Minimum water use and crop growth monitoring in agroecosystems: The application of VPM and VTM models in various crop ecosystems in the United States

Authors: CELIS, JOGE - University Of Oklahoma; XIAO, XIANGMING - University Of Oklahoma; BASARA, JEFFREY - University Of Oklahoma; Wagle, Pradeep; SOUZA, LAURA - University Of Oklahoma

Submitted to: American Geophysical Union
Publication Type: Abstract Only
Publication Acceptance Date: 10/13/2023
Publication Date: 12/5/2023
Citation: Celis, J., Xiao, X., Basara, J., Wagle, P., Souza, L. 2023. Minimum water use and crop growth monitoring in agroecosystems: The application of VPM and VTM models in various crop ecosystems in the United States [abstract]. American Geophysical Union. 2023(1973):813F-1973.

Interpretive Summary:

Technical Abstract: Sustainable agriculture is vital for achieving the Sustainable Development Goals (SDG) and reducing food insecurity. Efficient water management and optimal vegetation growth are key components for achieving these goals. This study employs the Vegetation Photosynthesis Model (VPM) to estimate gross primary production (GPP - CO2 captured by vegetation), and the Vegetation Transpiration Model (VTM) to monitor the minimum water used by vegetation to build biomass across diverse agroecosystems. Moderate spatial resolution optical data inputs can be limiting in complex agroecosystems. Thus, we integrated and fused optical data from Landsat and Sentinel-2, producing continuous high spatial resolution inputs to calculate transpiration and GPP at 10 m in selected Oklahoma counties.

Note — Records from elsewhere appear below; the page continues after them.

PR #298, opened 2022-07-12
Use layout file from DB.

### LINKED ISSUE #294: File ./tests/resources/telescope_positions_prod5_north.ecsv should go into test DB
https://github.com/gammasim/gammasim-tools/blob/b474bcf0b610e5a6967174fe4581bcb8d58ec96f/tests/unit_tests/layout/test_layout_array.py#L29

orelgueta:
Fixes #294


victorbmartin:
Hi Orel. The new function `def testTelescopeFile(db):` has no underline '_' after the 'test'. Will pytest run this test anyways?

orelgueta:
This function is not a test, it's a fixture which is called and run when a different function needs to `testTelescopeFile`. However, I agree it's not a good name cause of this convention. Therefore, I just changed the name to be `telescopeTestFile`. You can see the changes in https://github.com/gammasim/gammasim-tools/pull/298/commits/7eb3d32180d212ab17aff7c136ebf6779bf902ea

VictorBarbosaMartins (approved):
Good to go..

PR #301, opened 2022-07-13
Improve DB tests to use assert or similar

### LINKED ISSUE #292: Check if a real assert can be used in some DB testing

orelgueta:
Fixes #292


orelgueta:
We can ignore the pyflakes error for now, it is fixed in the next PR that will come tomorrow.

GernotMaier (approved):
All good!

PR #303, opened 2022-07-14
Change to return a diameter.

### LINKED ISSUE #243: Change to diameter
https://github.com/gammasim/gammasim-tools/blob/ba8a81d9172f3151afa4a109795c25ea522a0ed3/simtools/psf_analysis.py#L297

This line returns a radius instead of a diameter like all other options. Change to diameter.

orelgueta:
Fixes #243

### DIFF
--- a/simtools/psf_analysis.py
+++ b/simtools/psf_analysis.py
@@ -300,7 +300,7 @@ class PSFImage:
             return 2 * currentRadius
         else:
             self._logger.warning("Could not find PSF efficiently - trying by scanning")
-            return self._findRadiusByScanning(targetNumber, radiusSig)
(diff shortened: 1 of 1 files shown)


VictorBarbosaMartins:
I checked through the code the implications and it seems it is alright. I searched specifically for places where we might be using radius instead of diameter but it seems it is diameter everywhere. Please double check. Thanks!

orelgueta:
I searched before opening the PR, it is used only in one place and there we expect a diameter. If you are happy with it please approve the PR (and if you want merge and delete the branch).

VictorBarbosaMartins (approved):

The combined use of VPM and VTM offers a better understanding of water use efficiency and crop productivity. The VPM provides insights into CO2 captured by plants, contributing to sustainable agriculture practices and potential CO2 offsets. We validated our transpiration estimates against existing evapotranspiration (ET) models and water usage reports from irrigated crops in selected counties. Additionally, we evaluated our yield estimates at the county level using the USDA NASS data, underscoring the consistency and accuracy of the VPM yield predictions. This study investigates the potential of VPM and VTM as tools for field-level and regional estimates of water use, yields, and CO2 sequestration across a diverse agricultural landscape. These estimates can enhance water use efficiency and yield optimization. The integration of VPM and VTM with 10 m satellite data marks a significant advancement in precision agriculture, aligning with global efforts to optimize water resources, boost crop productivity, and mitigate rising atmospheric CO2. This work establishes a new benchmark for data-driven agriculture, offering a robust and scalable solution that aligns with broader environmental sustainability and climate resilience goals.